The EMC effect is the surprising observation that the cross section for deep inelastic scattering from an atomic nucleus is different from that of the same number of free protons and neutrons (collectively referred to as nucleons). From this observation, it can be inferred that the quark momentum distributions in nucleons bound inside nuclei are different from those of free nucleons. This effect was first observed in 1983 at CERN by the European Muon Collaboration, hence the name "EMC effect". It was unexpected, since the average binding energy of protons and neutrons inside nuclei is insignificant when compared to the energy transferred in deep inelastic scattering reactions that probe quark distributions. While over 1000 scientific papers have been written on the topic and numerous hypotheses have been proposed, no definitive explanation for the cause of the effect has been confirmed. Determining the origin of the EMC effect is one of the major unsolved problems in the field of nuclear physics.
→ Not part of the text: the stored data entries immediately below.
PR #28050, opened 2023-08-23
feat(item-option): support dynamic type

brandyscarney:
Issue number: N/A

---------

The styles for item option do not support dynamic type.

## What is the new behavior?
- Adds test for scaling the font in `item-sliding`
  - I put the test under `item-sliding` because that is where the sliding item utils are, and we have historically kept all of the tests there since an item option should be used with an `ion-item-sliding` element. 

- [ ] Yes
- [x] No

### Native

I used the Reminders app for comparison. The Reminders app uses different maximum sizes for item options in the same sliding item. We are going to follow the "Delete" button. 

| `80%` | `100%` | `135%` | `310%` | 
| ---| ---| ---| ---|
|  |  |  |  |
|  |  |  |  | 

### Ionic Framework

| `80%` | `100%` | `135%` | `310%` | 
| ---| ---| ---| ---|
| ios 80% | ios 100% | ios 135% | ios 310% |
| MD 80% | MD 100% | MD 135% | MD 310% |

Protons and neutrons, collectively referred to as nucleons, are the constituents of atomic nuclei, and nuclear matter such as that in neutron stars. Protons and neutrons themselves are composite particles made up of quarks and gluons, a discovery made at SLAC in the late 1960s using deep inelastic scattering (DIS) experiments (1990 Nobel Prize).

In the DIS reaction, a probe (typically an accelerated electron) scatters from an individual quark inside a nucleon. By measuring the cross section of the DIS process, the distribution of quarks inside the nucleon can be determined. These distributions are effectively functions of a single variable, known as Bjorken-x, which is a measure of the fraction of the nucleon's momentum carried by the struck quark (within the Breit frame).

Experiments using DIS from protons by electrons and other probes have allowed physicists to measure the proton's quark distribution over a wide range of Bjorken-x, i.e. the probability of finding a quark with momentum fraction x in the proton. Experiments using deuterium and helium-3 targets have similarly allowed physicists to determine the quark distribution of the neutron.

In 1983, the European Muon Collaboration published results from an experiment conducted at CERN in which the DIS reaction was measured for high-energy muon scattering from iron and deuterium targets. It was expected that the cross section for DIS from iron divided by that from deuterium, and scaled by a factor of 28 (the iron-56 nucleus has 28 times more nucleons than deuterium) would be approximately 1. Instead, the data (Fig. 1) showed a decreasing slope in the region of 0.3 < x < 0.7 , reaching a minimum of 0.85 at the largest values of x .

This decreasing slope is a hallmark of the EMC effect. The slope of this cross section ratio between 0.3 < x < 0.7 is often referred to as the "size of the EMC effect" for a given nucleus.

Since that landmark discovery, the EMC effect has been measured over a wide range of nuclei, at several different laboratories, and with multiple different probes. Notable examples include:

The EMC effect is surprising because of the difference in energy scales between nuclear binding and deep inelastic scattering. Typical binding energies for nucleons in nuclei are on the order of 10 megaelectron volts (MeV). Typical energy transfers in DIS are on the order of several gigaelectron volts (GeV). Nuclear binding effects were therefore believed to be insignificant when measuring quark distributions.